As warbreckman as said these are the tools you will need except for the gearbox jack a normal jack will do , the only part of the job that you may find difficult by yourself is mating the gearbox back to the engine . As for a diagram for the clutch assembly only 3 parts 1 clutch pressure plate .2 clutch centre plate, and 3 clutch release bearing.
have FUN :wacko:


----------



## Beps (May 11, 2011)

Thank you warbreckman and wilthebeast, your info is really helpfull.

A local mechanic quoted £250 labour + cost of part in Maidenead.
I belive is high but i have no idea at the moment. 

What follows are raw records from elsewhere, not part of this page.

PR #1471, opened 2020-11-18
ICU-21388 Use a read-only alias string in ucol_openElements and ucol_setText

jefgen:
The ICU APIs `ucol_openElements` and `ucol_setText` both are documented as requiring the caller to not modify or change the input string while the respective object is being used to iterate over the text.
(The API docs say "The caller must not modify or delete the text..." while they are being used. See https://github.com/unicode-org/icu/blob/master/icu4c/source/i18n/unicode/ucoleitr.h#L106 for example.)

In other words, they are documented as using a read-only alias of the input string from the caller. 

Both functions already use the `UnicodeString`'s read-only aliasing constructor for the input string arguments. However, some of the implementation methods that they call actually end up unfortunately making full copies of the input string, which hurts performance.

This change adds internal read-only alias methods to the `CollationElementIterator` and `RuleBasedCollator` classes, so that we can avoid making copies of the input string for the `ucol_openElements` and `ucol_setText` APIs.

This helps to improve the performance of not just the `ucol_openElements` and `ucol_setText` APIs, but also the `usearch_*` API, as it relies on the two previous APIs.

----

This PR is for this commit: https://github.com/microsoft/icu/commit/e6301ffbf704ec7b7fb20b006618f0e843c70754
(I thought that splitting up the commits into separate PRs would be easier to review the changes.)

[cc: @tarekgh as FYI.]

##### Checklist

- [x] Issue filed: https://unicode-org.atlassian.net/browse/ICU-21388
- [x] Issue accepted
- [ ] Tests included

### DIFF
--- a/icu4c/source/i18n/unicode/coleitr.h
+++ b/icu4c/source/i18n/unicode/coleitr.h
@@ -242,6 +242,19 @@ public:
     */
     void setText(const UnicodeString& str, UErrorCode& status);
 
+#ifndef U_HIDE_INTERNAL_API
+    /**
+    * Sets the source string. Same as the above setText method, but if readOnly
+    * is true then it uses a read-only alias of the input str string.
+    * The str string must outlive this object's lifetime.
+    * @param str the source string.
+    * @param readOnly use a read-only alias of the str string.
+    * @param status the error code status.
+    * @internal
+    */
+    void setText(const UnicodeString &str, UBool readOnly, UErrorCode &status);
+#endif
+
     /**
     * Sets the source string.
     * @param str the source character iterator.
@@ -322,6 +335,19 @@ private:
     */
     CollationElementIterator(const UnicodeString& sourceText,
         const RuleBasedCollator* order, UErrorCode& status);
+
+   /**
+    * CollationElementIterator read-only alias constructor. Same as the above constructor,
+    * but if readOnly is true then it uses a read-only alias of the sourceText string.
+    * The input source string must outlive this object's lifetime.
+    * @param sourceText    the source string.
+    * @param readOnly      if true, uses a read-only alias of sourceText.
+    * @param order         the collation object.
+    * @param status        the error code status.
+    */
+    CollationElementIterator(const UnicodeString& sourceText, UBool readOnly,
+        const RuleBasedCollator* order, UErrorCode& status);
+
     // Note: The constructors should take settings & tailoring, not a collator,
     // to avoid circular dependencies.
     // However, for operator==() we would need to be able to compare tailoring data for equality
--- a/icu4c/source/i18n/unicode/tblcoll.h
+++ b/icu4c/source/i18n/unicode/tblcoll.h
@@ -234,8 +234,8 @@ public:
 
     /**
      * Creates a collation element iterator for the source string. The caller of
-     * this method is responsible for the memory management of the return
-     * pointer.
+     * this method is responsible for the memory management of the returned pointer.
+     * 
      * @param source the string over which the CollationElementIterator will
      *        iterate.
      * @return the collation element iterator of the source string using this as
@@ -244,6 +244,25 @@ public:
      */
     virtual CollationElementIterator* createCollationElementIterator(
                                            const UnicodeString& source) const;
+
+#ifndef U_HIDE_INTERNAL_API
+     /**
+     * Creates a collation element iterator for the source string. The caller of
+     * this method is responsible for the memory management of the returned pointer.
+     * 
+     * This method is like the above createCollationElementIterator, but instead uses
+     * a read-only alias of the input source string.
+     * The input source string must outlive the returned object's lifetime.
+     * 
+     * @param source the string over which the CollationElementIterator will
+     *        iterate.
+     * @return the collation element iterator of the source string using this as
+     *         the based Collator.
+     * @internal
+     */
+    virtual CollationElementIterator* createCollationElementIteratorReadOnlyAlias(
+                                           const UnicodeString& source) const;
+#endif
 
     /**
      * Creates a collation element iterator for the source. The caller of this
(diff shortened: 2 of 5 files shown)


tarekgh:
@jefgen does this optimization can affect the scenario when using the Collator in multiple threads in same time?

jefgen:
> does this optimization can affect the scenario when using the Collator in multiple threads in same time?

The `CollationElementIterator` internally uses a `const` Collator:
https://github.com/unicode-org/icu/blob/master/icu4c/source/i18n/unicode/coleitr.h#L366

And the `usearch_openFromCollator` API also uses a `const` Collator as well:
https://github.com/unicode-org/icu/blob/master/icu4c/source/i18n/unicode/usearch.h

IIUC, I believe that `const` Collators can indeed be shared/used across multiple threads -- so long as only `const` methods are used on the Collators. i.e.: You can't share a Collator with other threads and and also mutate it at the same time.
(Based on reading the User Guide here: https://unicode-org.github.io/icu/userguide/design.html#thread-safe-const-apis).

So I think this optimization would apply regardless of if the Collator is used by itself, or with multiple threads.
(I think that hopefully answers your question (?), but please let me know if I might have missed it).

icu4c/source/i18n/unicode/coleitr.h
```diff
@@ -242,6 +242,19 @@ class U_I18N_API CollationElementIterator U_FINAL : public UObject {
...
+    /**
+    * Sets the source string. Same as the above setText method, but if readOnly
+    * is true then it uses a read-only alias of the input str string.
+    * The str string must outlive this object's lifetime.
+    * @param str the source string.
+    * @param readOnly use a read-only alias of the str string.
+    * @param status the error code status.
+    * @internal
+    */
+    void setText(const UnicodeString &str, UBool readOnly, UErrorCode &status);
```
markusicu, line 255: Please rename this function to `internalSetText(...)`.

Actually, I think it would be nicer to have separate functions, `setText()` which continues to make a copy, and `internalSetTextReference(string, status)` which does the fastCopyFrom() keeping the alias. More readable than a boolean parameter.

icu4c/source/i18n/unicode/coleitr.h
```diff
@@ -322,6 +335,19 @@ class U_I18N_API CollationElementIterator U_FINAL : public UObject {
...
+   /**
+    * CollationElementIterator read-only alias constructor. Same as the above constructor,
+    * but if readOnly is true then it uses a read-only alias of the sourceText string.
+    * The input source string must outlive this object's lifetime.
+    * @param sourceText    the source string.
+    * @param readOnly      if true, uses a read-only alias of sourceText.
+    * @param order         the collation object.
+    * @param status        the error code status.
+    */
+    CollationElementIterator(const UnicodeString& sourceText, UBool readOnly,
```
markusicu, line 348: Why not just add the readOnly parameter to the existing constructor? Too many call sites to modify? Might be a good opportunity to review them to see which needs what...

Another possibility is to not change the constructor nor add a new one at all. Instead, call sites could construct with an empty string and then call the new setter.

icu4c/source/i18n/unicode/tblcoll.h
```diff
@@ -245,6 +245,25 @@ class U_I18N_API RuleBasedCollator : public Collator {
...
+     * a read-only alias of the input source string.
+     * The input source string must outlive the returned object's lifetime.
+     * 
+     * @param source the string over which the CollationElementIterator will
+     *        iterate.
+     * @return the collation element iterator of the source string using this as
+     *         the based Collator.
+     * @internal
+     */
+    virtual CollationElementIterator* createCollationElementIteratorReadOnlyAlias(
```
markusicu, line 263: Please prefix the function name with "internal".

markusicu, line 263: Does it have to be virtual? If it does, you can't HIDE it because you would create an incompatible vtable.

I think a good alternative is to not add anything here. Change call sites to pass in an empty string and then call the new text setter. We can look at optimizing a CEI with no string / an empty string.

markusicu:
FYI good catch for finding the unintended copy (even if we have to live with it in existing C++ API) -- thanks!

markusicu:
Please modify this PR to use https://unicode-org.atlassian.net/browse/ICU-21533
Getting this into ICU 70 would be lovely. Maybe even early?

markusicu:
@jefgen ping :-)

> Please modify this PR to use https://unicode-org.atlassian.net/browse/ICU-21533
> Getting this into ICU 70 would be lovely. Maybe even early?

Note that you have another PR for ICU-21533. If that PR gets into ICU 70 but this PR slips past it, then we need to split the ticket again.

jefgen:
Thank you for all the feedback on this PR!

> Note that you have another PR for [ICU-21533](https://unicode-org.atlassian.net/browse/ICU-21533). If that PR gets into ICU 70 but this PR slips past it, then we need to split the ticket again.

Thanks Markus. Unfortunately haven't had time to work on this... I'll need to split the ticket and create a new one for ICU 71.

markusicu:
Hi @jefgen 

> Thank you for all the feedback on this PR!
> 
> > Note that you have another PR for [ICU-21533](https://unicode-org.atlassian.net/browse/ICU-21533). If that PR gets into ICU 70 but this PR slips past it, then we need to split the ticket again.
> 
> Thanks Markus. Unfortunately haven't had time to work on this... I'll need to split the ticket and create a new one for ICU 71.
> 
> EDIT: Created a new ticket here: https://unicode-org.atlassian.net/browse/ICU-21760

Could you please retarget this PR for ICU-21760 and finish it for 71?

jefgen:
> Could you please retarget this PR for [ICU-21760](https://unicode-org.atlassian.net/browse/ICU-21760) and finish it for 71?

Unfortunately, I don't think I'll have time to get this in for ICU 71.

Instead of keeping this PR open and punting it from release to release, I'm going to close this PR for now. There are no other commits on the ticket ICU-21760, so I'll move it "future", until there is more time to work on this.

Before I start ringing around the local garages, does anyone have any ideas of the probable cost for replacement in this area?

Thank you
Beps


----------



## Lorry Ball (May 11, 2011)

Ifs that's your van as your avatar, no wonder the clutch has gone, pulling away in first gear with those size tyres, I should also check you springs....:drive:

Lorry:lol-053:


----------



## james pond (May 11, 2011)

*bargain ; apparently*

£250 to replace a clutch on a van aint that bad, my car; citroen xz hatch, it also coming up for one, my local garage wants £320, plus parts.


----------



## Deleted member 775 (May 12, 2011)

dont think that quote is too bad for the labour   try to get the parts yourself ,may save a few quid .if you havent done one yourself they can be a bit  iffy  with it being a transverse  set up ,you will have to drop the bottom ball joint and i believe the track rod end do not use a joint splitter as you can destroy the rubber boot where the joint fitts into the hub ,a sharp smack with a hammer usualy is enough to split the joint ,  remove the drive shafts from the gear box( you can knock these out with a drift and hammer  oh and remove the o/s drive shaft from the hub makes the job a bit easier)  and undo the gear linkage  and the clutch cable remove the gear box mountings but support the engine first , replace the clutch and thrust bearing   then the reverse procedure to put it all back together  and if you are any good as a mechanic you will have the odd washer  and if you are realy good a spare nut left over.  this is the general way to do most front wheel drive clutches  ps as for re alighning the clutch prior to putting the box back in i have never used a tool to do it  you can line it up by sight and with your fingers  ps retighten the studs on the pressure plate in opposits


----------



## Beps (May 12, 2011)

Thank you mandrake,

I have decide I'll give it a go this weekend if the weather is fine.
do you think I need to lift the van for this job? I am asking as I only have two 3tons jacks and no stands. If need to be lifted for the entire job (maybe due to disconnection of ball joint), I will have to use both jacks for security reason or make/buy a stand.

Thanks
Beps


----------



## Lorry Ball (May 12, 2011)

Definitely, A pair of quality axle stands is needed, and wheel chocks 
You will be doing quite a lot of pulling and pushing  :shag:

Lorry


----------



## Deleted member 3802 (May 12, 2011)

it's always a good idea to drain the gearbox oil:rolleyes2: into a clean container before removing drive shafts (it makes a right mess )before attempting to split the box off double check for bolts twice and the speedo cable
it shows 3.30hrs for the job (thats workshop tools and condition) so a good day should do it with a mate.
remember to pack the van up well if it drops on you your :shag:
p.s.when replacing the box DON'T let the weight rest on the clutch plate and spline keep lifting till it mounts on the spigots  (a big cause of clutch judder )
good luck


----------



## Deleted member 775 (May 12, 2011)

forgot about the speedo cable arthur :bow:  also the reverse light switch cable aswell good idea the oil bit :bow: and dont forget to put the drain plug back in ,


----------



## ALLERDALECHEF (May 12, 2011)

local garage did mine , said it was a right b4st4rd to do ....cost with a pre-mot and a few minor jobs was £400 . What a difference though  , worth every penny , lighter to operate and much smoother . I assume the gearchange linkages must ave been adjusted cos they are much better .
  I wouldnt try it myself cos if you got stuck how would you get it to the garage  

 good luck


----------



## warbreckman (May 12, 2011)

*http://www.wildcamping.co.uk/forums/general-chat/13198-clutch-replacement-tips-manual*

100 pound should buy you a cluth kit plenty on e bay 125 pound local car shop


----------



## Beps (May 13, 2011)

Thanks all for your input.

Mr Clutch comes back to me with a final quote of £349.99 (Part, Labour, VAT + 2 year or 20,000 mile nationwide warranty). 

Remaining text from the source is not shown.